In these circumstances, the bank was entitled to say that damages ought to be assessed on the basis that it was not obliged to provide finance for the development properties and that it was not obliged to increase Mr Mulvenna's overdraft level in excess of 80,000.
The bankers were entitled to 'have damages assessed on the basis of the contract they made as opposed to the contract that M suggests that he had a chance of persuading them to make'.
The Court of Appeal also dealt with the question of the remoteness of Mr Mulvenna's claim.
Normally a failure to pay money gives rise to no damages other than a possible obligation to pay interest for late payment.
However, a defendant may also be liable for damages resulting from special circumstances when those special circumstances are drawn to his attention and he accepts the risk of being liable for such consequences should they occur.
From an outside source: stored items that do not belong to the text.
PR #3161, opened 2015-05-12
OrdinaryCallingFormat: Use location in server name

7heo:
Also moved the Location class to a different file, since it has to be
imported from both connection.py and bucket.py.


7heo:
Since it is necessary to merge all PRs (but one) into a single PR for it to pass the tests (the commits are interdependent), I closed all the PRs I opened for the dotted-bucket gsutil issue, and replace them all with the unique PR https://github.com/boto/boto/pull/3163

PR #3288, opened 2015-07-30
Fix incorrect passing of session token for swf

kyleknap:
The positional arguments did not match up so the session token was not passed to the ``AWSAuthConnection`` properly.

cc @jamesls @mtdowling @rayluo


mtdowling:
Looks like this cause some related test failures. Can you take a look?

PR #3291, opened 2015-08-03
Update ec2_tut.rst

elainexmas:
The parameter in `run_instances` representing security groups should be `security_group_ids`, not `security_groups`, per the docs for [ec2.connection](http://boto.readthedocs.org/en/latest/ref/ec2.html#module-boto.ec2.connection).


mtdowling:
You can supply `security_group_ids` or `security_groups` when calling `run_instances`. `security_groups` is used defined as "The names of the EC2 classic security groups with which to associate instances", while `security_group_ids` is defined as "The ID of the VPC security groups with which to associate instances.". Perhaps a better change would be mention that there are two parameters that each have a different purpose.

PR #3292, opened 2015-08-04
add missing 'ap-northeast-1' region for lambda

nexusz99:
Now aws lambda supports tokyo region. but boto's endpoint doesn't have tokyo region for lambda.


kyleknap:
Thanks for the pull request. Merging.

PR #3293, opened 2015-08-05
Updates cloudfront distribution documention

adregan:
time.time always returns a float (https://docs.python.org/2/library/time.html#time.time) and this argument expects an int. A float will cause a malformed policy error from cloudfront.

In this case the Court of Appeal found it totally unarguable that the bank should contemplate that a simple failure to comply with the refund agreement would make it responsible for the risk of the losses claimed in relation to the development properties.
From a procedural perspective, this case reinforces the position that on the whole, it is normally inappropriate to swamp a court with documentation in order to seek to persuade it that a case is unarguable on its facts.
The evidence of the respondent to a summary judgment application should not as a matter of general principle be rejected, unless it can clearly and easily be shown that it is not reasonably capable of belief.
As stated by Lord Justice Waller, this is a very high threshold to establish and will rarely be reached if it is necessary to conduct a minute examination of correspondence and minutes.
The Court of Appeal dismissed the appeal on the issues of causation and remoteness.
On the question of causation, the court explained that irrespective of whether the contract may have been performed in an alternative manner, a defendant is entitled, on the question of the assessment of damages, to have loss assessed on the basis of the legitimate performance that would have been most beneficial to himself.
As to remoteness, the decision of the court serves to re-emphasise that it is an oversimplification of the law merely to assume that if loss relating to special circumstances was within the contemplation of the parties, then it is recoverable.
In order to recover in these circumstances, it is additionally necessary to establish that the defendant has accepted the risk of being liable for such loss.